Familial Chilomicronemia Syndrome (FCS) is a genetic disease that causes persistent accumulation of triglycerides in the blood –more than 10 times higher than normal–, which main symptoms are severe abdominal pain and frequent episodes of pancreatitis –severe inflammation of the pancreas. With a prevalence of 1 or 2 cases per million inhabitants, it is considered an ultrarare and underdiagnosed disease because it is unknown and difficult to diagnose.
A scientific team led by researchers from the University of Malaga has carried out a multidisciplinary study in which multiple genetic variants that originate the lipid alteration caused by this pathology have been identified and analyzed using standard criteria for the first time. The results of this work have been recently published in
Genetics in Medicine, the official journal of the American College of Medical Genetics and Genomics
(ACMG).
As pointed out by María José Ariza, researcher of the Lipids and Arteriosclerosis Laboratory of the Health and Medical Research Centre (CIMES) of the UMA, this finding is essential to clinical diagnosis and, therefore, having access to the only pharmacological treatment currently available for this disease, which only records fifty diagnosed cases in Spain, of whom 16 are located in Andalusia and 6, specifically, in Malaga.
Diagnostic accuracy
“Based on the ACMG-AMP guidelines, which are the internationally accepted standards for the assessment of genetic studies, we have managed to establish precise recommendations that enables the identification of pathogenic variants, that is, variants that cause SQF”, explains the researcher at the University of Malaga. “In other words, we have specified which assessment criteria should be applied to these variants and why, always based on scientific and clinical evidence”, she adds.
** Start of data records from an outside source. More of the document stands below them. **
PR #633, opened 2022-02-15
fix: Hide Modal Header close button column when the button is not rendered

pedroalves0:
## Short description

This PR doesn't implement any functional change, only updates the Modal Header layout. The problem that it solves is that when the close button is hidden (its prop set `false`/`null`/`undefined`), the button column is rendered, although the button isn't. The column follows the parent `Columns` component spacing specification and renders a `large` spacing, even though there's isn't actual content rendered inside it.

The following screenshot exemplifies the problem, marking the extra column in a different color.

<a href="https://codesandbox.io/s/clever-yalow-675wis">
  extra-spacing
</a>

[^1]

[^1]: https://codesandbox.io/s/clever-yalow-675wis

The solution is to not render the column when the button is hidden.

## PR Checklist

-   [X] Added tests for bugs / new features
-   [X] Executed `npm run validate` and made sure no errors / warnings were shown
-   [X] Described changes in `CHANGELOG.md`

## Versioning

Won't be deployed for now. To be included in an upcoming release.

### DIFF
--- a/CHANGELOG.md
+++ b/CHANGELOG.md
@@ -4,6 +4,7 @@ Reactist follows [semantic versioning](https://semver.org/) and doesn't introduc
 
 # next
 
+-   [Fix] Hidding `ModalHeader` close button no longer renders the button wrapper column
 -   [Fix] Using `start` as a value for `Box`'s `textAlign` now adds a class to properly set the `text-align` value
 -   [Fix] `TextArea`'s `rows` prop is not added to the component's type definition
 
--- a/CHANGELOG.md
+++ b/CHANGELOG.md
@@ -4,7 +4,7 @@ Reactist follows [semantic versioning](https://semver.org/) and doesn't introduc
 
 # next
 
--   [Fix] Hidding `ModalHeader` close button no longer renders the button wrapper column
+-   [Fix] Hiding `ModalHeader` close button no longer renders the button wrapper column
 -   [Fix] Using `start` as a value for `Box`'s `textAlign` now adds a class to properly set the `text-align` value
 -   [Fix] `TextArea`'s `rows` prop is not added to the component's type definition
 
--- a/src/new-components/modal/modal.tsx
+++ b/src/new-components/modal/modal.tsx
@@ -248,13 +248,15 @@ export function ModalHeader({
             >
                 <Columns space="large" alignY="center">
                     <Column width="auto">{children}</Column>
-                    <Column width="content" exceptionallySetClassName={styles.buttonContainer}>
-                        {typeof button !== 'boolean' ? (
-                            button
-                        ) : button === true ? (
-                            <ModalCloseButton aria-label="Close modal" autoFocus={false} />
-                        ) : null}
-                    </Column>
+                    {button === false || button === null || button === undefined ? null : (
+                        <Column width="content" exceptionallySetClassName={styles.buttonContainer}>
+                            {typeof button === 'boolean' ? (
+                                <ModalCloseButton aria-label="Close modal" autoFocus={false} />
+                            ) : (
+                                button
+                            )}
+                        </Column>
+                    )}
                 </Columns>
             </Box>
             {withDivider ? <Divider /> : null}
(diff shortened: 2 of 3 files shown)


src/new-components/modal/modal.tsx
```diff
@@ -248,13 +248,15 @@ export function ModalHeader({
...
                     <Column width="auto">{children}</Column>
-                    <Column width="content" exceptionallySetClassName={styles.buttonContainer}>
-                        {typeof button !== 'boolean' ? (
-                            button
-                        ) : button === true ? (
-                            <ModalCloseButton aria-label="Close modal" autoFocus={false} />
-                        ) : null}
-                    </Column>
+                    {button === false || button === null || button === undefined ? null : (
+                        <Column width="content" exceptionallySetClassName={styles.buttonContainer}>
```
gnapse, line 252: Could you add a test about this in the `modal.test.tsx` file (under the `describe('ModalHeader',` section maybe).

I'm not sure how to check this in the test, though. Specifically the part about how to check if this `Column` container is rendered, since it's just a div, it can be hard to address.

I suspect that in jest tests the CSS modules class names are used as is. So this container should have `class="buttonContainer"` in the resulting HTML.

```js
expect(document.querySelector('.buttonContainer')).not.toBeInTheDocument()
```

You can also add a `data-testid` attribute if that makes it easier.

gnapse (approved):
This is awesome, @pedroalves0. Thanks for contributing!

CHANGELOG.md
```diff
@@ -4,6 +4,7 @@ Reactist follows [semantic versioning](https://semver.org/) and doesn't introduc
 
 # next
 
+-   [Fix] Hidding `ModalHeader` close button no longer renders the button wrapper column
```
frankieyan, line 7:
```suggestion
-   [Fix] Hiding `ModalHeader` close button no longer renders the button wrapper column
```

src/new-components/modal/modal.tsx
```diff
@@ -248,13 +248,15 @@ export function ModalHeader({
...
                 <Columns space="large" alignY="center">
                     <Column width="auto">{children}</Column>
-                    <Column width="content" exceptionallySetClassName={styles.buttonContainer}>
-                        {typeof button !== 'boolean' ? (
-                            button
-                        ) : button === true ? (
-                            <ModalCloseButton aria-label="Close modal" autoFocus={false} />
-                        ) : null}
-                    </Column>
+                    {button === false || button === null || button === undefined ? null : (
```
frankieyan, line 251: Can this be a single falsy check instead?

src/new-components/modal/modal.tsx
```diff
@@ -248,13 +248,15 @@ export function ModalHeader({
...
+                        <Column width="content" exceptionallySetClassName={styles.buttonContainer}>
+                            {typeof button === 'boolean' ? (
```
frankieyan, line 253: It won't make any functional difference, but since we've already eliminated false (or falsy) values from `button`, would checking for `true` explicitly make more sense? Otherwise it could read like we want to render the button even when it's false.

frankieyan (approved):
Just a few minor comments 👍

src/new-components/modal/modal.tsx
pedroalves0: I opted not to use it. The reason is that `0` should be a valid button content.

I could have written `button === false || button == null`, but then it triggers an eslint rule, so I wrote the full statement.

src/new-components/modal/modal.tsx
pedroalves0: In my opinion, testing for `true` would be redundant and less semantic. Above we do a truthy/falsy check and the second condition does a type check (although it's true that testing `true` would match the type too). I think that's more readable than doing another boolean comparison.

src/new-components/modal/modal.tsx
pedroalves0: I previously skimmed the test suite for this component and was under the impression there was a test case that tested the hidden button, but I was wrong.

I've added the test case as per your suggestion.

src/new-components/modal/modal.tsx
gnapse: Indeed. Technically it is. That being said, technically I do not mind if we'd overlook that. Another reason for a falsy check would be to also consider the empty string as there being no button to show, which IMO is valid. But I have no strong opinion about having to do something about it right now.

This study began in 2018 with patient recruitment: A total of 245 with blood triglyceride levels well above normal. Based on the clinical information provided by hospitals of different parts of the country that contributed cases to the study, biochemical and genetic studies were carried out at the UMA with the aim of identifying those affected by this syndrome.
Awareness
Raising awareness of this disease is another purpose of this research that, in short, seeks to improve the quality of life of patients who, apart from facing the ignorance of an ultrarare disease, have the added difficulty of being forced to reduce fat in their diet to a minimum, the origin of the accumulation of triglycerides in their blood.
Currently, for patients with SQF there is a very restrictive and effective treatment, which requires confirmation of the disease through a genetic study for medical prescription. Therefore, “this work is also a step forward to expand its use, since it helps confirm the diagnosis in more patients”.
Multidisciplinary team
Together with the researcher of the Health and Medical Research Centre (CIMES) of the UMA María José Ariza, this article has three other authors from the University of Malaga: the scientist José Rioja and the professors of the Faculty of Medicine Miguel Ángel Sánchez Chaparro and Pedro Valdivieso, the latter recently deceased. Additionally, clinical researchers from the Virgen de la Victoria Hospital participated in the study, who, together with the UMA scientists, belong to the group “Arteriosclerosis, Vascular Prevention, Metabolism and Neurological Diseases” of the Biomedical Research Institute of Malaga (IBIMA-Plataforma BIONAND). Furthermore, this paper is signed by doctors of the Lipids Unit of hospitals of different autonomous communities (Andalusia, La Rioja, Madrid and Catalonia), who belong to the Spanish Society of Arteriosclerosis (SEA).